# YS8-28 not driving good



## Frankthebeast (Jan 4, 2022)

hello Guy's 

my hold Ys8-28 is not shifting properly , i had to go on gear #2 and back to gear #1 to get them driving foward , it's a model with 4 speed foward and 2 speed backward , any suggestion , sorrry for my english i'm a french canadien livving up north of Québec province.

thank you


----------



## cpchriste (Jan 19, 2014)

You need to adjust your shifter linkage using the hex coupler in the shift rod. This has been discussed here before. I'll be back later if someone else doesn't provide a link.


----------



## Frankthebeast (Jan 4, 2022)

cpchriste said:


> You need to adjust your shifter linkage using the hex coupler in the shift rod. This has been discussed here before.

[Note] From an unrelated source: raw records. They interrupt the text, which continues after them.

PR #1582, opened 2026-09-02
feat(source): add per-source setting to prefer original or default audio

### LINKED ISSUE #1468: Add a setting to choose between original and default audio
> > Do you think it is worth adding a setting to consistently choose either original or default formats?
> 
> Yes that sounds like a nice per-source toggle to have available. It's probably more of a documentation challenge rather than the feature itself to accurately communicate what it does to people.

_Originally posted by @meeb in https://github.com/meeb/tubesync/issues/1452#issuecomment-4293186923_

My first idea was to just use a setting that would apply to all sources.

IshanA2007:
Fixes #1468

## What

Adds `Source.prefer_original_audio`, a per-source toggle (default: on, preserving
current behaviour) controlling whether combined-format matching prefers the
"original" audio track or the "default" one, for videos that offer more than one
audio language.

## Why

#1452 made `get_best_combined_format()` always prefer the `(original)` track over
`(default)`. In that thread @tcely asked whether this should be configurable and
@meeb agreed it'd make a nice per-source toggle, noting the real challenge is
communicating clearly what it does. This implements that toggle.

## How

- New `Source.prefer_original_audio` field + migration
  (`0038_source_prefer_original_audio`), shaped like `prefer_60fps`/`prefer_hdr`.
- `matching.py::get_best_combined_format()`: the "prefer original" branch is now
  gated on `media.source.prefer_original_audio`. When off it falls through to the
  existing `get_fallback_id()` call, which already prefers `(default)` first, so
  there's no new fallback logic.
- Exposed on the add/update source form (`SourceForm.fields`) and the source
  detail page, next to the other "prefer" toggles. `SourceAdmin` doesn't restrict
  `fields`/`fieldsets`, so no admin.py change is needed.
- Added `test_prefer_original_audio_format_matching`, asserting both settings
  against synthetic multi-language combined formats. There was no existing
  coverage of the original/default branch.

## Scope

This mirrors #1452 exactly: it only affects `get_best_combined_format()`.
`get_best_audio_format()` still hardcodes a `(default)` preference and has no
`(original)` handling at all, so the toggle has no effect on sources that
download separate video and audio streams. I kept it that way deliberately:
wiring the toggle into the audio-only path would silently change track selection
for every existing source, which felt out of scope for "add a setting". Happy to
extend it in this PR if you'd prefer the fully consistent behaviour @tcely
described. The help text calls this limitation out so the option can't look
broken to someone using it on a 1080p source.

## Test plan

- `cd tubesync && python manage.py test --verbosity=2` — 61/61 pass (60 before).
- `python manage.py makemigrations sync --check --dry-run` — "No changes detected".
- `ruff check` with the CI invocation — clean.


tubesync/sync/matching.py
```diff
@@ -83,9 +83,10 @@ def get_best_combined_format(media):
     if not matches:
         return False, False
 
-    # prefer original
-    if 'original' in by_fmt_id and 'id' in by_fmt_id['original']:
-        return True, by_fmt_id['original']['id']
+    # prefer original, unless the source prefers the default audio track
+    if media.source.prefer_original_audio:
```
tcely, line 87:
```
   87:5  SIM102 Use a single `if` statement instead of nested `if` statements
```

[collapsible-if (SIM102)](https://docs.astral.sh/ruff/rules/collapsible-if/#collapsible-if-sim102)

tubesync/sync/matching.py
tcely, line 1: ### tubesync/sync/matching.py

```
   25:49 B006 Do not use mutable data structures for argument defaults
   65:9  SIM102 Use a single `if` statement instead of nested `if` statements
   69:9  SIM102 Use a single `if` statement instead of nested `if` statements
   87:5  SIM102 Use a single `if` statement instead of nested `if` statements
  151:9  SIM114 [*] Combine `if` branches using logical `or` operator
  494:13 SIM114 [*] Combine `if` branches using logical `or` operator
  497:13 SIM114 [*] Combine `if` branches using logical `or` operator
```

tubesync/sync/forms.py
tcely, line 1: ### tubesync/sync/forms.py

```
   83:17 INT001 f-string is resolved before function call; consider `_("string %s") % arg`
   87:17 INT001 f-string is resolved before function call; consider `_("string %s") % arg`
  102:17 INT001 f-string is resolved before function call; consider `_("string %s") % arg`
  106:17 INT001 f-string is resolved before function call; consider `_("string %s") % arg`
```

These should all be ignored.
`# ruff: ignore[INT001]`

tubesync/sync/tests/test_frontend.py
tcely, line 1: ### tubesync/sync/tests/test_frontend.py

```
  121:37 PERF102 When using only the values of a dict use the `values()` method
  197:9  FURB188 [*] Prefer `str.removeprefix()` over conditionally replacing with slice.
  259:9  FURB188 [*] Prefer `str.removeprefix()` over conditionally replacing with slice.
  297:9  FURB188 [*] Prefer `str.removeprefix()` over conditionally replacing with slice.
  355:41 DTZ001 `datetime.datetime()` called without a `tzinfo` argument
```

tcely (commented):
Lint findings

tcely:
Superceded by https://github.com/meeb/tubesync/pull/1585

I'll be back later if someone else doesn't provide a link.


ok thank yo ill wait


----------



## cpchriste (Jan 19, 2014)

Here's the manual page


----------



## cpchriste (Jan 19, 2014)

ALSO: 
If your shift rod ends are worn that will add slop and make perfect adjustment impossible.
If your hex shaft is dirty or dry that will add friction which will combine with shifter flex to make shifting difficult.


----------



## Frankthebeast (Jan 4, 2022)

ok thank you for those good info hoppe it help me , ill be try to fix next weekend .

thank's again guy's


----------



## Frankthebeast (Jan 4, 2022)

hey guy:s much better thank's again


----------



## Frankthebeast (Jan 4, 2022)

cpchriste said:


> ALSO:
> If your shift rod ends are worn that will add slop and make perfect adjustment impossible.
> If your hex shaft is dirty or dry that will add friction which will combine with shifter flex to make shifting difficult.



hey guy's much better thank's again , it's crazy how it's great to get help from peaple from other contry ,so nice


----------